PS 112-263 - Cassava about-FACE: Greater than expected yield stimulation of cassava (Manihot esculenta) by future CO2 levels

Friday, August 10, 2012
Exhibit Hall, Oregon Convention Center
David M. Rosenthal1, Rebecca A. Slattery2, Rebecca E. Miller3, Timothy A. Cavagnaro3, Roslyn M. Gleadow3, Aleel K. Grennan4, Claude M. Fauquet5 and Donald R. Ort6, (1)Department of Environmental and Plant Biology, Ohio University, Athens, OH, (2)Plant Biology, University of Illinois, (3)Monash University, (4)Institute for Genomic Biology, University of Illinois, (5)Donald Danforth Plant Science Center, (6)Global Change and Photosynthesis Research Unit/ Department of Plant Biology, USDA-ARS and University of Illinois, Urbana, IL
Background/Question/Methods

Cassava is the fifth most important crop overall in terms of human caloric intake and has long been vital to food security in Sub-Saharan Africa.  Cassava’s importance as a food security crop is paradoxically hindered by inherent nutritional limitations as it has the lowest carbohydrate to protein ratio of the ten most cultivated crops. Moreover, cassava contains cyanogenic glycosides. Climate change is expected to have its most severe impact on crops in food insecure regions yet little is known about how cassava productivity will respond to climate change.

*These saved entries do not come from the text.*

PR #234, opened 2020-05-29
fix: https://github.com/eclipse/thingweb.node-wot/issues/202

danielpeintner:
"find" forms only that match op field

### DIFF
--- a/packages/core/src/consumed-thing.ts
+++ b/packages/core/src/consumed-thing.ts
@@ -93,7 +93,7 @@ export default class ConsumedThing extends TD.Thing implements WoT.ConsumedThing
 
         // find right operation and corresponding scheme in the array form
         for (let f of forms) {
-            let fop: string | Array<string>;
+            let fop: string | Array<string> = "";
             if (f.op != undefined) {
                 fop = f.op;
             } else {
@@ -111,11 +111,10 @@ export default class ConsumedThing extends TD.Thing implements WoT.ConsumedThing
                         break;
                 }
             }
-            if (fop != undefined)
-                if (fop.indexOf(op) != -1 && f.href.indexOf(schemes[idx] + ":") != -1) {
-                    form = f;
-                    break;
-                }
+            if (fop.indexOf(op) != -1 && f.href.indexOf(schemes[idx] + ":") != -1) {
+                form = f;
+                break;
+            }
         }
 
         // Note: form can be null if no appropriate op can be found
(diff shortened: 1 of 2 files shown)


danielpeintner:
@sebastiankb @egekorkan @erkann-sen @relu91 

I believe the PR is fine I would just like "someone" quickly scan over it.
I also added a new testcase w.r.t. observe only properties

packages/core/src/consumed-thing.ts
```diff
@@ -82,23 +88,37 @@ export default class ConsumedThing extends TD.Thing implements WoT.ConsumedThing
...
+                        break;
+                    case Affordance.ActionAffordance:
+                        fop = "invokeaction";
+                        break;
+                    case Affordance.EventAffordance:
+                        fop = "subscribeevent";
+                        break;
+                }
+            }
+            if (fop != undefined)
```
relu91, line 114: I think this check can be avoided if we initialize fop to an empty string.

danielpeintner: Sure, fop initialized with an empty string would remove this check.
However, I am not sure if it conveys the same meaning. 
`undefined` to me means *really* undefined while an empty string is actually something else. Am I wrong?

However, either way is fine to me...

danielpeintner:
> As a general note, it might worth having a single place where the Form is validated and filled with the default values. So that from that point on it is considered valid and we do not have to check every time if a field is undefined or null. I tried to apply this logic inside the Modbus PR (see https://github.com/eclipse/thingweb.node-wot/pull/186/files#diff-828e8079bd3d0d416f08e6345ee7bdb4R132)

Makes sense to me. Shall we open a new issue and accordingly PR for that?

packages/core/src/consumed-thing.ts
relu91: In general yes `undefined` has a particular meaning, however, in this case, it is used as "default initialization value" so an empty string might work as well. Also, now that I'm looking again at this piece of code, it seems not even possible that `fop` is not assigned to a `not` `undefined` value. In the if branch is assigned to f.op (which is not undefined because of the if boolean expression). On the other hand, in the else branch is assigned to static values, unless we are passing something that is not in the case list (which should throw an Error I guess).

danielpeintner: I updated the PR accordingly (fop is initialized with empty string)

The most important driver of climate change is globally increasing atmospheric CO2 concentration [CO2].  Yet, the potential for cassava to enhance food security in an elevated CO2 world is uncertain as greenhouse and open top chamber (OTC) study reports are ambiguous with respect to the effect of elevated [CO2] on yield and cyanide content.  Theory suggests that stimulation by elevated [CO2] should benefit C3 plants with large vegetative sinks, which fill throughout the growing season (i.e. tuberous roots such as cassava), more than other C3 crops whose sinks are reproductive.  Studies have yielded misleading results in the past regarding the effect of elevated [CO2] on crop productivity, particularly in cases where pots restricted sink growth. To resolve these conflicting results, we compare the response of cassava to growth at ambient (ca. 385 ppm) and elevated [CO2] (585 ppm) under field conditions and fully open air CO2elevation (FACE).

Results/Conclusions

After three and half months of growth at elevated [CO2], above ground biomass was 30% greater and cassava root tuber dry mass increased over 100% (89% fresh weight).  High photosynthetic rates and photosynthetic stimulation, larger canopies (LAI), and a large sink capacity all contributed to cassava’s substantial growth and yield stimulation. Cassava exhibited photosynthetic acclimation via decreased Rubisco capacity (Vc,max) but only early in the season prior to root tuber initiation when sink capacity was smaller. Finally, and in contrast to a recent greenhouse study, we found no evidence of increased cyanide concentration in elevated CO2.  All of our results are consistent with theoretical expectation; however, the magnitude of the yield increase reported here surpasses all other C3 crops and thus exceeds expectations.